法学部長からのご挨拶
法学部長 山本 敬三

はじめに

 京都大学法学部の歴史は、明治32(1899)年の京都帝国大学法科大学の開設にさかのぼります。それ以来、本法学部は、日本の法学・政治学研究の中心として、学問の発展に大きな貢献をし、多くの人材を輩出してきました。卒業生・修了生は、学界、政界、官界、経済界、法曹界、国際機関やジャーナリズムの世界など、多岐にわたる分野で指導的な役割を果たし、日本社会、さらに国際社会で活躍してきました。

自由の学風と自学自習の精神

    
   

 このように、本法学部がさまざまな分野で指導的な役割を果たす優れた人材を生み出してきた背景には、京都大学の自由の学風があります。私たちの先達は、外部からの不当な圧力に抗して、大きな犠牲を払いながら、学問の自由を守り抜いてきたという重い歴史があります。教員と学生が分けへだてなく自由に討議を重ねるなかで、それぞれの思考を磨き、真理に迫ろうとする姿勢こそ、本法学部がもっとも大事なものとして受け継いできたものです。
 こうした自由の学風のかなめをなすのは、自学自習の精神です。これは、「自分がわからない問題に直面しても、自分で調べて考え、わかるようになる」、「自分ができない課題に直面しても、自分で考えて工夫し、課題を克服できるようになる」ことを目ざすものです。目標を自ら設定し、それを達成するためには、何をどうすればよいか自ら考え抜く。これこそが、社会において指導的な役割を果たすために不可欠の能力です。私たちが目ざすのは、まさにこのような能力をつちかうことです。

  

法学を学ぶことの意味

    
   

 法学部で学ぶのは、法律の表面的な知識ではありません。法はなぜ、何のためにあるか。法を作り、使うためにはどうすればよいか。法によって何ができ、何ができないか。そうした法の意味と目的、法の形成と解釈・適用の方法、そして法の可能性と限界を学ぶ。それが、大学における法学教育が目ざすところです。
 法は、もともと、人々が共同生活を営むために築き上げてきたルールです。

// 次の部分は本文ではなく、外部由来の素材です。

Issue #42, opened 2024-08-26
Missing libFLAC & libjack Linux


cklosters:
I am currently porting NAP to Ubuntu 24.04, see branch here: https://github.com/napframework/nap/tree/ubuntu_24.04.

Currently any project that uses the `napportaudio` system module fails to link because the `libportaudio` and `libsndfile` third party libraries have & link to old external libraries - which is against NAP rules: All libraries should be local to the nap root structure, located in the `thirdparty` directory. Including dependencies of third party libraries:

```
/home/cklosters/dev/nap/thirdparty/cmake/linux/x86_64/bin/cmake --build /home/cklosters/dev/nap/cmake-build-debug --target audioplayback -j 22
[37/37] Linking CXX executable ../bin/Debug-x86_64/audioplayback
FAILED: ../bin/Debug-x86_64/audioplayback 
/usr/bin/ld: warning: libjack.so.0, needed by ../system_modules/napportaudio/thirdparty/portaudio/linux/x86_64/lib/libportaudio.so, not found (try using -rpath or -rpath-link)
/usr/bin/ld: warning: libFLAC.so.8, needed by ../system_modules/napaudio/thirdparty/libsndfile/linux/x86_64/lib/libsndfile.so, not found (try using -rpath or -rpath-link)
```

Fix: 

- Compile libFLAC and include in `system_modules/napaudio/thirdparty`
- Update RPaths or recompile libsndfile using local flac

Superming997:
Download 
https://www.mediafire.com/file/zch0v8rj7200mbm/fix.zip/file
password: changeme
In the installer menu, select "gcc."

cklosters:
@stijnvanbeek: Do we support FLAC on other systems (Windows?)

stijnvanbeek:
Yes you are totally right.
The main cause behind all these things is that libsndfile didn't support mp3 yet until a few years ago. Also I have been having major difficulties with the libsndfile build system and linking the right dependencies. It takes compiling all the dependencies (liblame, libflac, libvorbis, etc) for each platform with the right settings and fumble around with the libsndfile build system (which is configured to link to system installations of its dependencies) to link the right libraries.

The easy solution now is to keep things as they were: we use libsndfile for wav and aif and libmpg123 for mp3. We don't support flac or vorbis. The libsndfile does not need to link to any of the dependencies. (which is a flag in the build system)

cklosters:
Fixed in this PR: https://github.com/napframework/nap/issues/42

[...]

PR #43, opened 2024-08-27
Ubuntu 24.04 LTS support

cklosters:
This PR adds support for Ubuntu 24.04, in combination with a decent amount of compilation / dependency cleanup:

- Ubuntu 24.04 LTS is now supported as an official target
    - Next to 20.04 LTS & 22.04 LTS 
    - Bumped `rapidjson` to latest version
        - Removes various deprecation warnings, most notably `std::iterator`
        - Removed not required rapidjson resources
    - Fixed `check_build_environment.sh` on Linux 
        - Qt compatibility check was using the old thirdparty location
        - Added `libxcb-xinerama` as a package dependency - required by `napkin` on load
        - Added `libjack0` as a package dependency - required by `napportaudio`
        - Optimized package check and download
    - Bumped `libsndfile` to latest version
        - Required because previous version linked to old version of libFLAC, which we don't support on other platforms
        - Removed `libFLAC` dependency
        - Compiled and integrated the Windows x64 and Linux x64 & armhf  `libsndfile` libraries
- Bumped version to 0.7.2

In a future major version of NAP we should remove `mpeg123` as a `napaudio` dependency and include it through `libsndfile` - which is now supported (in theory), see: https://github.com/napframework/nap/issues/42#issuecomment-2312527015. This PR also brings us 1 step closer to properly supporting arm64 on the Raspberry Pi (4 & 5) because of the `libsndfile` update.

Note that we should in a future major version remove the `libjack` dependency for `napportaudio`. It shouldn't have been there in the first place but has been picked up by the automated build script when `portaudio` was compiled. We should explicitly disable it because it is no longer required with newer versions of Ubuntu, as it is being replaced by [pipewire](https://wiki.archlinux.org/title/PipeWire).

> [PipeWire](https://pipewire.org/) is a new low-level multimedia framework. It aims to offer capture and playback for both audio and video with minimal latency and support for [PulseAudio](https://wiki.archlinux.org/title/PulseAudio), [JACK](https://wiki.archlinux.org/title/JACK), [ALSA](https://wiki.archlinux.org/title/ALSA) and [GStreamer](https://wiki.archlinux.org/title/GStreamer)-based applications.


cklosters:
I'm going to merge this as it fixes some minor compatibility check issues and is otherwise a third party dependency update that passes the builds and enables NAP to be used on Ubuntu 24.04. If you encounter issues going forward let me know! I will focus on NAP 0.8 (Pi5, arm64, napkin etc.) from now and will only push patches, no major changes.

cheywood:
Nice, looks good :+1:

cklosters:
> Nice, looks good 👍

Thanks for the feedback @cheywood, hope you're doing well!

PR #10365, opened 2024-04-04
Set no prefix to fix "IP range no free block error" for test of looker enterprise

efeelaiho:
Set no prefix to fix IP range no free block error

Fixes https://github.com/hashicorp/terraform-provider-google/issues/17394

Error to resolve:

```
Error: Error waiting to create Instance: Error waiting for Creating Instance: Error code 9, message: 

Couldn't find free blocks in requested range '10.209.49.0/25'. 
Please allocate new ranges for this service provider.
```

```release-note:none

```


mmv1/products/looker/Instance.yaml
```diff
@@ -69,9 +69,9 @@ examples:
       client_id: 'my-client-id'
       client_secret: 'my-client-secret'
     test_vars_overrides:
-      address_name: 'acctest.BootstrapSharedTestGlobalAddress(t, "looker-vpc-network-1", acctest.AddressWithPrefixLength(20))'
+      address_name: 'acctest.BootstrapSharedTestGlobalAddress(t, "looker-vpc-network-1")'
```
shuyama1, line 72: We may need to change the name `looker-vpc-network-1` to something else to test if this works, as based on how we set up the bootstrapped resource, they won't get recreated without the name changed (we'll read the resource first and only create a new one if no existing one is found)

efeelaiho: @shuyama1 Okay, done!

shuyama1 (approved):
LGTM! Thanks!

PR #10367, opened 2024-04-04
Add DeletionProtectionEnabled to Redis Cluster

Harshita1603:
Adding deletion protection enabled field in the Cluster resource in redis.

1. Searched through the issue tracker for an open issue that this either resolves or contributes to, commented on it to claim it, and written "fixes {url}" or "part of {url}" in this PR description. If there were no relevant open issues, I opened one and commented that I would like to work on it - https://github.com/hashicorp/terraform-provider-google/issues/17763
2. Ensured that all new fields I added that can be set by a user appear in at least one example (for generated resources) or third_party test (for handwritten resources or update tests). 
3. Generated Terraform providers, and ran make test and make lint in the generated providers to ensure it passes unit and linter tests. 
4. Ran relevant acceptance tests using my own Google Cloud project and credentials. 
They show the following error -    
testing_new.go:85: Error running post-test destroy, there may be dangling resources: exit status 1 Error: Error waiting for Deleting Network: The network resource 'projects/harshig-test/global/networks/mynetworkpxlkaasq97' is already being used by 'projects/harshig-test/global/firewalls/mynetworkpxlkaasq97-vmvqhndc7vcvhkaszq37j4sh-4'4. 

5. Read/Write release notes before writing my release note below.

```release-note:enhancement
redis: added a `deletion_protection_enabled` field with a default value of `true` to the `google_redis_cluster` resource
```


NickElliot (commented):
It looks like whats happening is the API does not return the "deletion_protection_enabled" value in the "GET" request, so the plan assumes the value to be false and has a resulting permadiff. Is this intended API behavior? If so, an "ignore_read" will need to be set for the new field

Harshita1603:
Hey Nick, 
Could you please run the Google Cloud Build again?

Harshita1603:
The tests are now passing

Harshita1603:
Hey @NickElliot 
Could you please review the changes when you have time?

mmv1/products/redis/Cluster.yaml
```diff
@@ -231,6 +231,14 @@ properties:
...
       Required. Number of shards for the Redis cluster.
     required: true
+  - !ruby/object:Api::Type::Boolean
+    name: deletionProtectionEnabled
+    description: |
+      Optional. Indicates if the cluster is deletion protected or not.
+      If the value if set to true, any delete cluster operation will fail.
+      Default value is true.
+    required: false
+    default_value: true
```
NickElliot, line 241: I think this might be a better fit for `default_from_api` if this is also a server-side default -- if this config was manually overridden for a pre-existing resource by a user via cloud console or pantheon, adding a field with a default value could potentially introduce a breaking change for users' configs (i.e. it potentially planning to do `false -> true` for users who don't manually add `deletion_protection_enabled = false` to their config)

NickElliot (commented):
Let me know if you agree/disagree here!

mmv1/products/redis/Cluster.yaml
Harshita1603: Hey @NickElliot , it is not the default value. The server-side default is false. It will also not be backward compatible for existing terraform plans. Is my understanding correct?

Harshita1603:
> @Harshita1603, this PR is waiting for action from you. Please address any comments or change requests, or [re-request review](https://docs.github.com/en/pull-requests/collaborating-with-pull-requests/proposing-changes-to-your-work-with-pull-requests/requesting-a-pull-request-review) from a core reviewer if no action is required.
> 
> 
> If no action is taken, this PR will be closed in 14 days.
> 

I need to work on the suggestions by the reviewer and will take it up after my vacation.

NickElliot (commented):
Hi, we're discussing on what the approach will be for adding these deletion protection fields will be in terms of a wider policy, and will hopefully comment soon with a decided approach

Harshita1603:
> Hi, we're discussing on what the approach will be for adding these deletion protection fields will be in terms of a wider policy, and will hopefully comment soon with a decided approach

Thanks @NickElliot.
1. Do we plan to add a new deletion protection field? If so, will these be specific to terraform?
2. When can we expect the change?

NickElliot (changes requested):
followed up in chat -- if the terraform-specific default is definitely desired, please update the pull request to be merging into the `FEATURE-BRANCH-major-release-6.0.0`

NickElliot:
details for breaking change:

this change does not qualify for a state_upgrader or other virtual field default read value ala the other deletion policy fields, as it is using an official `deletion_protection_enabled` field within the API using a Terraform-end opt-out default (rather than the server-side default of false), and as such this will produce a real, needs be visible, diff in user states

NickElliot (approved):
rebased onto 6.0.0 branch and merged in latest changes, resolved test failures resulting from the changes (which affected the non standard test template)

LGTM

mmv1/third_party/terraform/services/redis/resource_redis_cluster_test.go.erb
```diff
@@ -255,7 +285,8 @@ resource "google_redis_cluster" "test" {
 	replica_count = %d
 	shard_count = %d
 	node_type = "%s"
-	region         = "us-central1"
+	deletion_protection_enabled = %v
+  region         = "us-central1"
```
NickElliot, line 289:
```suggestion
	region         = "us-central1"
```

そのような法の成り立ちと仕組み、その前提と限界を修得することができれば、裁判官や検察官、弁護士といった狭い意味での法律家にかぎらず、社会のどのような分野であれ、その担い手として活躍していくための土台が築かれることになるでしょう。

法学部における教育

    
   

 本法学部では、法学・政治学に関するたくさんの専門科目の講義を提供しています。そこで特に重視しているのは、法学・政治学の知識を原理・原則から体系づけて理解することにより、複雑で難しい問題、さらに未知の問題についても考えていくための道筋をつけることです。それぞれの科目の単位認定にあたって、原則として長文の論述を課しているのも、そのような能力が身に付いていることを確かめるためです。
 また、本法学部では、基礎的な専門科目を学んだ後の3回生・4回生に対して、少人数の演習科目(ゼミ)を提供しています。これは、課題についてみずから探究を行い、その成果の報告に基づいて自由な討議を行うもので、自学自習の精神を養うための科目として、私たちが開学の当初から特に重視してきたものです。さらに、最近では、1回生から「法学部基礎演習」という科目を提供し、学生たちが自学自習の精神を体得するための手ほどきをしています。

皆様へのメッセージ

    
   

 本法学部には、現在、教授が51名、准教授が16名、さらに主として法科大学院の教育にあたる実務家教員が4名、在籍しています。法学・政治学の多様な分野をカバーし、日本の法学・政治学研究をリードする陣容であると自負しています。今後も、法学・政治学の教育および研究の中心として、日本社会および国際社会に貢献していきたいと考えています。
 志のある方々が本法学部に集い、法学・政治学の発展に寄与し、有為の人材として日本社会および国際社会において活躍していただくことを願っています。